Cognitive processes related to memory, such as working memory

(WM) and short-term memory (STM), have intrigued me since I worked with patients with brain injuries as a speech language pathologist at a rehabilitation hospital in South Korea. My impression of persons with aphasia

(PWA) was “good cognition, better recovery.” That was just an impression, however, and small clinical trials at the clinic were not enough to demonstrate its validity or generalizability. After forming this impression, I could not stop thinking about the relationship between language processing and cognitive factors in PWA. My endless curiosity led me to pursue a doctoral degree.

There are several specific reasons I have to attend the Cognitive Neuroscience of

Language conference. First, this conference (“Advances in Working Memory and Working

Memory Training: Implications for Language Processing and Rehabilitation.”) will provide cutting-edge information that relates to my research interests. One of my research interests is aphasia treatment. Specifically, I focus on the recovery factors in aphasia treatment and their relationships with cognitive functions such as working memory, short-term memory, and processing speed. I would like to continue to examine whether providing direct treatment in cognitive functions such as STM and WM would be effective as well as whether there is a hierarchy in how to approach cognitive function training (e.g., WM first or processing speed first).

My dissertation addresses the fundamental level of processing speed in PWA. This project is based on the concept of general slowing and processing-speed theories. Processing speed has an important role in activating memory functions to complete information processing within a specific time frame. If PWA have slowed processing for language-specific information or general slowing the slowness would cause additive processing difficulties for complex levels of cognitive processing that require WM or STM. Therefore, my project will examine whether

PWA are slow and if so, whether this slowing is related to the presence of aphasia and whether the slowing is different between linguistic and nonlinguistic domains. As such, this conference will be very important in helping me think through important issues in working memory and my specific interests—processing speed and general cognitive deficits in PWA.

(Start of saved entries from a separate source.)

PR #312, opened 2016-04-18
APEXCORE-436 added an entry for org.apache.apex in log4j.properties

otterc:


otterc:
@tweise @vrozov please review.
The entry in log4j.properties of  api, buffer server, common, engine are not needed currently. It will be needed when we move to org.apache.apex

In addition, attending this conference is important for my future career path as an independent aphasia researcher. One of my future projects will directly involve aphasia treatment of cognitive functions. Attending this conference will be critical for me to develop this project effectively. The future direction of aphasia treatment study will be about generalization effects.

More specifically, the ultimate goal of treatment in PWA is generalization. Thus, it is important to investigate whether direct treatment on cognitive functions will enhance generalization effects.

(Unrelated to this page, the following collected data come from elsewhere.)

PR #313, opened 2016-04-22
APEXCORE-107 Support for adding modules in the DAG through property and json file

tushargosavi:
Support for adding modules in the DAG property file and json file.
Also changed module API to make module as an operator.

### DIFF
--- a/api/src/main/java/com/datatorrent/api/Module.java
+++ b/api/src/main/java/com/datatorrent/api/Module.java
@@ -22,6 +22,7 @@ import org.apache.hadoop.classification.InterfaceStability;
 import org.apache.hadoop.conf.Configuration;
 
 import com.datatorrent.api.Context.PortContext;
+import com.datatorrent.api.DAG.GenericOperator;
 import com.datatorrent.api.Operator.InputPort;
 import com.datatorrent.api.Operator.OutputPort;
 import com.datatorrent.api.Operator.Unifier;
@@ -36,7 +37,7 @@ import com.datatorrent.api.Operator.Unifier;
  * @since 3.3.0
  */
 @InterfaceStability.Evolving
-public interface Module
+public interface Module extends GenericOperator
 {
   void populateDAG(DAG dag, Configuration conf);
 
--- a/engine/src/main/java/com/datatorrent/stram/plan/logical/LogicalPlan.java
+++ b/engine/src/main/java/com/datatorrent/stram/plan/logical/LogicalPlan.java
@@ -63,13 +63,13 @@ import org.slf4j.Logger;
 import org.slf4j.LoggerFactory;
 
 import org.apache.commons.io.input.ClassLoaderObjectInputStream;
+import org.apache.commons.lang.ClassUtils;
 import org.apache.commons.lang.builder.ToStringBuilder;
 import org.apache.commons.lang.builder.ToStringStyle;
 import org.apache.hadoop.conf.Configuration;
 import org.apache.hadoop.util.ReflectionUtils;
 import org.apache.hadoop.yarn.conf.YarnConfiguration;
 
-import com.google.common.collect.ArrayListMultimap;
 import com.google.common.collect.Sets;
 
 import com.datatorrent.api.AffinityRule;
@@ -195,7 +195,6 @@ public class LogicalPlan implements Serializable, DAG
   private final List<OperatorMeta> rootOperators = new ArrayList<>();
   private final List<OperatorMeta> leafOperators = new ArrayList<>();
   private final Attribute.AttributeMap attributes = new DefaultAttributeMap();
-  private transient Map<String, ArrayListMultimap<OutputPort<?>, InputPort<?>>> streamLinks = new HashMap<>();
 
   @Override
   public Attribute.AttributeMap getAttributes()
@@ -489,6 +488,10 @@ public class LogicalPlan implements Serializable, DAG
     @Override
     public StreamMeta setSource(Operator.OutputPort<?> port)
     {
+      if (port instanceof ProxyOutputPort) {
+        proxySource = port;
+        return this;
+      }
       OutputPortMeta portMeta = assertGetPortMeta(port);
       OperatorMeta om = portMeta.getOperatorMeta();
       if (om.outputStreams.containsKey(portMeta)) {
@@ -508,6 +511,10 @@ public class LogicalPlan implements Serializable, DAG
     @Override
     public StreamMeta addSink(Operator.InputPort<?> port)
     {
+      if (port instanceof ProxyInputPort) {
+        proxySinks.add(port);
+        return this;
+      }
       InputPortMeta portMeta = assertGetPortMeta(port);
       OperatorMeta om = portMeta.getOperatorWrapper();
       String portName = portMeta.getPortName();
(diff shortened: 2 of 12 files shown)


tushargosavi:
@PramodSSImmaneni @sandeepdeshmukh can you review this pull request?

api/src/main/java/com/datatorrent/api/Module.java
```diff
@@ -36,7 +36,7 @@
  * @since 3.3.0
  */
 @InterfaceStability.Evolving
-public interface Module
+public interface Module extends Operator
```
tweise: Operator contains execution life cycle methods, which are not appropriate for "Module". Please consider a different design.

tweise:
Looks like this already came up during previous discussion and there wasn't any conclusion. Need to go back to that.

pramodin:
In the current form, where module gets materialized in the logical plan and does not have a runtime aspect to itself directly, it would be difficult to justify/attribute the lifecycle methods to the module. Maybe module and operator can inherit from a common element which could be the building block of DAG. Thats a bigger change and requires more discussions with wider group.

api/src/main/java/com/datatorrent/api/Module.java
tushargosavi: The difference design could be having a common interface, which is shared by all type of Nodes in the DAG. Have updated the pull request with this approach.

api/src/main/java/com/datatorrent/api/DagNode.java
```diff
@@ -0,0 +1,24 @@
...
+ * software distributed under the License is distributed on an
+ * "AS IS" BASIS, WITHOUT WARRANTIES OR CONDITIONS OF ANY
+ * KIND, either express or implied.  See the License for the
+ * specific language governing permissions and limitations
+ * under the License.
+ */
+package com.datatorrent.api;
+
+/** Marker interface for a node in logical DAG */
+public interface DagNode
```
tweise: Since ports are defined under Operator, this should probably live there also.

engine/src/main/java/com/datatorrent/stram/plan/logical/LogicalPlanConfiguration.java
```diff
@@ -2187,6 +2190,27 @@ public void populateDAG(LogicalPlan dag)
 
   }
 
+  private DagNode addNode(LogicalPlan dag, String name, DagNode nd)
```
tweise: "nd" ?

engine/src/test/java/com/datatorrent/stram/plan/logical/module/TestModuleExpansion.java
```diff
@@ -184,7 +190,7 @@ public void setPortMemory(int portMemory)
     }
   }
 
-  static class Level2ModuleA implements Module
+  public static class Level2ModuleA extends BaseOperator implements Module
```
tweise: Why these changes?

api/src/main/java/com/datatorrent/api/DagNode.java
tweise: How about naming it Vertex? Other suggestions?

pramodin: I like vertex. How about stream extending edge :).

sandeshh: dag is no more a dag. Vertex +1

engine/src/test/java/com/datatorrent/stram/plan/logical/module/TestModuleExpansion.java
tushargosavi: These changes are required for test cases to pass. without public newInstance invocation fails in addOperator.  There are similar test operator which are defined as public for example TestGeneratorInputOperator

I am removing extends BaseOperator from modules, they were leftovers from previous implementation where module was extending operator.

engine/src/main/java/com/datatorrent/stram/plan/logical/LogicalPlanConfiguration.java
tushargosavi: changed it to vertex.

api/src/main/java/com/datatorrent/api/DagNode.java
tushargosavi: Renaming DagNode to Vertex. If I put Vertex in Operator then I can not extend Operator from it, compiler throws cyclic inheritance error.

tweise:
The common interface that we introduce for a vertex in the logical DAG, it could probably need some broader review and discussion. As for the naming, other candidates I have: LogicalDagNode, LogicalOperator.

I prefer to keep the user facing term "operator" stable and consistent. The new interface we discuss is more of an internal detail to process operators in a uniform manner. As such, it would be nice to not even see it as top level interface.

engine/src/main/java/com/datatorrent/stram/plan/logical/LogicalPlan.java
```diff
@@ -239,7 +239,7 @@ public void sendMetrics(Collection<String> metricNames)
   {
     @SuppressWarnings("FieldNameHidesFieldInSuperclass")
     private static final long serialVersionUID = 1L;
-    private OperatorMeta operatorMeta;
+    private DagNodeMeta operatorMeta;
```
tweise: keep OperatorMeta

engine/src/main/java/com/datatorrent/stram/plan/logical/LogicalPlan.java
```diff
@@ -778,32 +799,162 @@ public void resetStreamPersistanceOnSinkRemoval(InputPortMeta sinkBeingRemoved)
...
+      return this.outputStreams;
+    }
+
+  }
+
   /**
    * Operator meta object.
    */
-  public final class OperatorMeta implements DAG.OperatorMeta, Serializable
+  public class OperatorMeta extends DagNodeMeta implements DAG.OperatorMeta, Serializable
```
tweise: Not clear why we need this distinction and why some of the fields are present here and not in "DagNodeMeta".

engine/src/main/java/com/datatorrent/stram/plan/logical/LogicalPlan.java
```diff
@@ -778,32 +799,162 @@ public void resetStreamPersistanceOnSinkRemoval(InputPortMeta sinkBeingRemoved)
     }
   }
 
+  public class DagNodeMeta implements Serializable
+  {
+    protected final LinkedHashMap<InputPortMeta, StreamMeta> inputStreams = new LinkedHashMap<>();
+    protected final LinkedHashMap<OutputPortMeta, StreamMeta> outputStreams = new LinkedHashMap<>();
+    @NotNull
+    protected final String name;
+    protected transient Vertex node;
```
tweise: node -> operator

tushargosavi: done

engine/src/main/java/com/datatorrent/stram/plan/logical/LogicalPlan.java
tushargosavi: The port can belong to Operator or Module. hence used a common meta object in the portmeta. This common meta object contains only
- ports 
- name
- object

The rest of Operator specific fields are in OperatorMeta and Module specific fields are in ModuleMeta.

tushargosavi:
Putting Vertex inside Component , to avoid it being as top level interface. As all node component of the graph inherits from Vertex.

engine/src/main/java/com/datatorrent/stram/plan/logical/LogicalPlanConfiguration.java
```diff
@@ -2187,6 +2190,27 @@ public void populateDAG(LogicalPlan dag)
 
   }
 
+  private Vertex addNode(LogicalPlan dag, String name, Vertex vertex)
```
tweise: addOperator

davidyan74: addVertex?

api/src/main/java/com/datatorrent/api/Component.java
```diff
@@ -116,4 +116,13 @@ public boolean equals(Object obj)
 
   }
 
+  /**
+   * Marker interface for the Node in the DAG. Any object which can be added as a Node in the DAG
+   * needs to implement this interface.
+   */
+  interface Vertex
```
pramodin: How about moving it into DAG as this is specific to DAG. Component is more general and is implemented by artifacts that are not part of DAG such as security components.

engine/src/main/java/com/datatorrent/stram/plan/logical/LogicalPlanConfiguration.java
tushargosavi: Changed it to addOperator.

api/src/main/java/com/datatorrent/api/Component.java
tushargosavi: moved the Vertex interface to DAG.

davidyan74:
I think in the field of streaming technology, all of these different nodes in the DAG share the same concept of an operator. So, instead of introducing a new term "vertex" to the platform, how about renaming this interface to "GenericOperator"?

pramodin:
I also support changing the name to GenericOperator

tushargosavi:
changed the name of Vertex to GenericOperator

tushargosavi:
Merged GenericOperatorMeta with OperatorMeta.  ModuleMeta extends from OpeartorMeta. We can merge ModuleMeta and keep a single OperatorMeta but that will involve some changes in more number of files. Let me know if merging ModuleMeta with OperatorMeta if way to go forward.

In addition, testing working memory training with and without language targets will also be one aspect of my future treatment study. Getting an informed update on related recent studies at the conference will be a great way for me to start preparing for my future projects.

Finally, I am currently working on my dissertation and plan to graduate next year.

Connecting with researchers now will be extremely helpful in developing a professional network to support my postdoctoral career. My current plan is to get a postdoctoral position to strengthen my research career, and my ultimate goal is to work in an academic setting as an independent

researcher focusing on the role of cognitive functions in language rehabilitation in PWA. As a researcher, a very important goal is to spearhead clinically beneficial research grounded in sound theoretical approaches. Therefore, my movement between clinical impressions, theoretical foundations and empirical evidence will continue throughout my research career.

Attending the conference would provide an opportunity to meet experts who currently work in the field. Considering the topic of this year’s conference, my attendance will have profound professional benefits. I am also sure that this award will allow me to defray my travel and registration expenses so that I can attend this compelling conference. I appreciate your consideration of my application, as I know that attending this conference will help me achieve my professional goals.